MPs say cannot rely on U.S. torture assurances

Britain should no longer rely on U.S. assurances that it does not use torture on terrorism suspects, an influential committee of MPs said in a report released on Sunday.

Britain had previously taken those assurances on face value but after the CIA acknowledged "waterboarding" three detainees, Britain should change its stance, the House of Commons Foreign Affairs Committee said in its annual report on human rights.

Foreign Secretary David Miliband told parliament in April he thought the technique, where a suspect is tied down on a board and water is poured over his or her hooded face in a form of simulated drowning, amounted to torture.

U.S. President George W. Bush vetoed legislation in March that would have banned the CIA from using the technique.

"Given the clear differences in definition, the UK can no longer rely on U.S. assurances that it does not use torture and we recommend that the government does not rely on such assurances in the future," the MPs said in their report.

Britain is a signatory to a U.N. convention barring the extradition of a person to another state where there are substantial grounds for believing that they would be in danger of being subjected to torture.

The Foreign Office declined to comment specifically on the issue of torture, saying only that it would respond in detail to the wide-ranging report at a later date.

In their report, the MPs also called for an exhaustive analysis of current U.S. interrogation techniques, using information publicly available or supplied by the U.S., to see if any other differences exist.

Britain had a moral and legal obligation to ensure its airports and airspace were not used for renditions - the secret transfer of CIA prisoners, they said. This applied even if the rendition flights did not have a detainee on board.

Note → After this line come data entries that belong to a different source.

PR #491, opened 2022-07-13
Set Model Names in Samples for Telemetry

nums11:
This PR updates the Samples Gallery to use the SetName experimental API to set model names inside samples. The updated model name contains the name of the sample in which the model was used (e.g. "SqueezeNet_ImageClassifier") so that when telemetry is sent during session creation, the usage of specific samples will be tracked.

- Samples Gallery is updated to use Microsoft.AI.MachineLearrning 1.11
- Uses SetName Experimental API: https://github.com/microsoft/onnxruntime/pull/10518

### DIFF
--- a/Samples/WinMLSamplesGallery/WinMLSamplesGallery/Pages/SampleBasePage.xaml.cs
+++ b/Samples/WinMLSamplesGallery/WinMLSamplesGallery/Pages/SampleBasePage.xaml.cs
@@ -1,6 +1,8 @@
 using Microsoft.UI.Xaml;
 using Microsoft.UI.Xaml.Controls;
 using Microsoft.UI.Xaml.Navigation;
+using Microsoft.AI.MachineLearning;
+using Microsoft.AI.MachineLearning.Experimental;
 using System;
 
 namespace WinMLSamplesGallery
@@ -55,6 +57,13 @@ namespace WinMLSamplesGallery
                 var page = (Samples.Batching)SampleFrame.Content;
                 page.StopAllEvents();
             }
+        }
+
+        public static void SetModelNameForTelemetry(String modelName, String sampleName, LearningModel model)
+        {
+            var telemetryModelName = modelName + "_" + sampleName;
+            var experimentalModel = new LearningModelExperimental(model);
+            experimentalModel.SetName(telemetryModelName);
         }
     }
 }
--- a/Samples/WinMLSamplesGallery/WinMLSamplesGallery/Samples/AdapterSelection/AdapterSelection.xaml.cs
+++ b/Samples/WinMLSamplesGallery/WinMLSamplesGallery/Samples/AdapterSelection/AdapterSelection.xaml.cs
@@ -34,6 +34,7 @@ namespace WinMLSamplesGallery.Samples
             adapter_options.AddRange(adapters);
             AdapterListView.ItemsSource = adapter_options;
 
+            // Run in background thread to avoid blocking UI on sample launch
             Task.Run(() => SetModelNameForTelemetry(device));
         }
 
@@ -103,6 +104,7 @@ namespace WinMLSamplesGallery.Samples
             return adapters;
         }
 
+        // Session must be created for telemety to be sent
         private void SetModelNameForTelemetry(LearningModelDevice device)
         {
             var modelName = "squeezenet1.1-7.onnx";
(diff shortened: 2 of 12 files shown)


Samples/WinMLSamplesGallery/WinMLSamplesGallery/Samples/AdapterSelection/AdapterSelection.xaml.cs
```diff
@@ -33,6 +33,8 @@ public AdapterSelection()
 
             adapter_options.AddRange(adapters);
             AdapterListView.ItemsSource = adapter_options;
+
+            Task.Run(() => SetModelNameForTelemetry(device));
```
martinb35, line 37: why can't you just call setmodelnamefortelemetry directly?

Samples/WinMLSamplesGallery/WinMLSamplesGalleryNative/WinMLSamplesGalleryNative.vcxproj
```diff
@@ -1,7 +1,7 @@
 <?xml version="1.0" encoding="utf-8"?>
 <Project DefaultTargets="Build" ToolsVersion="15.0" xmlns="http://schemas.microsoft.com/developer/msbuild/2003">
-  <Import Project="..\packages\Microsoft.AI.MachineLearning.1.9.1\build\native\Microsoft.AI.MachineLearning.props" Condition="Exists('..\packages\Microsoft.AI.MachineLearning.1.9.1\build\native\Microsoft.AI.MachineLearning.props')" />
-  <Import Project="..\packages\Microsoft.AI.DirectML.1.5.1\build\Microsoft.AI.DirectML.props" Condition="Exists('..\packages\Microsoft.AI.DirectML.1.5.1\build\Microsoft.AI.DirectML.props')" />
+  <Import Project="..\packages\Microsoft.AI.MachineLearning.1.11.0\build\native\Microsoft.AI.MachineLearning.props" Condition="Exists('..\packages\Microsoft.AI.MachineLearning.1.11.0\build\native\Microsoft.AI.MachineLearning.props')" />
+  <Import Project="..\packages\Microsoft.AI.DirectML.1.8.0\build\Microsoft.AI.DirectML.props" Condition="Exists('..\packages\Microsoft.AI.DirectML.1.8.0\build\Microsoft.AI.DirectML.props')" />
```
martinb35, line 4: I believe ORT 1.11 went out with dml 1.8.2 - can you use that instead?

Samples/WinMLSamplesGallery/WinMLSamplesGallery/Samples/AdapterSelection/AdapterSelection.xaml.cs
nums11: It blocks the UI thread and causes the sample to take a while to load since this is called in the constructor. Just added a comment to address this.

Samples/WinMLSamplesGallery/WinMLSamplesGalleryNative/WinMLSamplesGalleryNative.vcxproj
nums11: Done.

Samples/WinMLSamplesGallery/WinMLSamplesGallery/Samples/AdapterSelection/AdapterSelection.xaml.cs
linnealovespie: why is it different only for AdapterSelection page? looks like the rest of them only call SampleBasePage.SetModelNameForTelemetry

Samples/WinMLSamplesGallery/WinMLSamplesGallery/Pages/SampleBasePage.xaml.cs
```diff
@@ -56,5 +58,12 @@ protected override async void OnNavigatingFrom(NavigatingCancelEventArgs e)
                 page.StopAllEvents();
             }
         }
+
+        public static void SetModelNameForTelemetry(String modelName, String sampleName, LearningModel model)
```
linnealovespie, line 62: >LearningModel model [](http://example.com/codeflow?start=89&length=19)

looks like you need access to the model from c# land. the streaming demo manages the model from the native side, is there a way to get the same telemetry without the specific model instance?

martinb35 (approved):

PR #794, opened 2023-04-27
add blas attrs on the julia side

ZuseZ4:
Just experimenting, doesn't fix the julia-tblgen-blas failure for some reason yet.
- We should also set attrs per arg, not only per function.
- Already set by blas-tblgen in the AdjointGenerator, but that's pretty late. Probably better to factor this out once it's working, so we can call it during AA and don't have to re-implement it for julia.


ZuseZ4:
@wsmoses requires an enzyme bump, but other than that it seems good to merge?

PR #807, opened 2023-05-04
Fix thunk/deferred_codegen getting incorrect world age and segfaulting

collinwarner:
Bug Found:

The following script will error out with a segfault in the current Enzyme implementation. This occurs because the generated functions for thunk and deferred_codegen do no retrigger GPUCompiler and instead use stale values. Simply dropping the generated tag fixes the segfault but we are no longer able to look up unique method instances as the returned world ages are incorrect. Instead we should switch to using GPUCompiler.methodinstance directly dropping the need to filter on world ages.

```
module EnzymeTest                                                               
using Enzyme                                                                    
                                                                                
rosenbrock(x, y) = (1.0 - x)^2 + 100.0 * (y - x^2)^2                            
autodiff(Reverse, rosenbrock, Active, Active(1.0), Active(2.0))                 
                                                                                
function __init__()                                                             
    autodiff(Reverse, rosenbrock, Active, Active(1.0), Active(2.0))             
end                                                                             
                                                                                
end # module EnzymeTest   
```

With the following segfault:


```
julia> using EnzymeTest                                                                                                                            
[ Info: Precompiling EnzymeTest [87ed9522-ec2b-4441-9f14-f86404eed9ba]
                                                                                                                                                                                                                         
[1273377] signal (11.1): Segmentation fault                                                                                                        
in expression starting at REPL[1]:1                                                                                                                
unknown function (ip: 0x7f6f218d4050)                                                                                                              
macro expansion at /home/collinw/.julia/dev/Enzyme/src/compiler.jl:8971 [inlined]                                                                  
enzyme_call at /home/collinw/.julia/dev/Enzyme/src/compiler.jl:8663 [inlined]                                                                      
CombinedAdjointThunk at /home/collinw/.julia/dev/Enzyme/src/compiler.jl:8626 [inlined]                                                             
autodiff at /home/collinw/.julia/dev/Enzyme/src/Enzyme.jl:205 [inlined]                                                                            
autodiff at /home/collinw/.julia/dev/Enzyme/src/Enzyme.jl:214 [inlined]                                                                            
runGradients at /home/collinw/julia_master/EnzymeTest/src/EnzymeTest.jl:9 [inlined]                                                                
__init__ at /home/collinw/julia_master/EnzymeTest/src/EnzymeTest.jl:30                                                                             
Allocations: 7890557 (Pool: 7878530; Big: 12027); GC: 11                                                                                           
Segmentation fault (core dumped)                              
```

### DIFF
--- a/src/Enzyme.jl
+++ b/src/Enzyme.jl
@@ -178,13 +178,12 @@ Enzyme.autodiff(ReverseWithPrimal, x->x*x, Active(3.0))
     ModifiedBetween = Val(falses_from_args(Val(1), args...))
 
     tt    = Tuple{map(T->eltype(Core.Typeof(T)), args′)...}
-    world = GPUCompiler.codegen_world_age(Core.Typeof(f.val), tt)
-    
+
     if A <: Active
         tt    = Tuple{map(T->eltype(Core.Typeof(T)), args′)...}
         rt = Core.Compiler.return_type(f.val, tt)
         if !allocatedinline(rt) || rt isa Union
-            forward, adjoint = Enzyme.Compiler.thunk(Val(world), FA, Duplicated{rt}, tt′, #=Split=# Val(API.DEM_ReverseModeGradient), Val(width), ModifiedBetween, #=ReturnPrimal=#Val(ReturnPrimal), #=ShadowInit=#Val(true))
+            forward, adjoint = Enzyme.Compiler.thunk(FA, Duplicated{rt}, tt′, #=Split=# Val(API.DEM_ReverseModeGradient), Val(width), ModifiedBetween, #=ReturnPrimal=#Val(ReturnPrimal), #=ShadowInit=#Val(true))
             res = forward(f, args′...)
             tape = res[1]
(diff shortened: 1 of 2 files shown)


collinwarner:
To fix the segfault the `@generated` tags are removed so that GPUCompilation can occur whenever this function is called. Previously precompilation caching was storing stale function pointers. With this change we no longer get segfaults but instead are unable to look up the correct methodinstance on initialization due to mismatching world ages. To fix this` GPUCompiler.codegen_world_age()` is no longer used infavor of calling `GPUCompiler.methodinstance` inside thunk/deferred_codgen. Tested on failing testcase and achieve desired results. No segfaults and run of both autodiff calls.

wsmoses:
to deduplicate conversatoin channels cc @vtjnash @maleadt

wsmoses (changes requested):
Per slack, this does not resolve underlying issue.

wsmoses:
Superceeded by https://github.com/EnzymeAD/Enzyme.jl/pull/1575

PR #808, opened 2023-05-04
add persistent caching 8x speedup

collinwarner:
Add functionality of GPUCompiler https://github.com/JuliaGPU/GPUCompiler.jl/pull/425. Sees 8x improvement of cached loading times of the enzyme package.


collinwarner:
image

"OUTSOURCING TERROR" ALLEGATIONS

Miliband was forced to apologise to parliament in February after it emerged two U.S. planes carrying terrorism suspects on rendition flights had landed and refuelled at a U.S. base on the British Indian Ocean island of Diego Garcia in 2002 despite previous government denials based on U.S. assurances.

Human rights groups had long cast doubt on those assurances and the MPs' report urged the government to press the United States to reveal "the full scale of the rendition problem."

It also called for an investigation into allegations that the government "outsourced" interrogation techniques involving the torture of British nationals by Pakistani authorities.

In April, The Guardian newspaper reported a number of British citizens who said that they were detained and tortured by Pakistan intelligence, and interrogated by British intelligence officers in that country, the committee said.

"It is not acceptable for the government to use an individual's dual nationality as an excuse to leave him or her vulnerable to the prospect of possible torture," the committee added. Britain has denied outsourcing torture.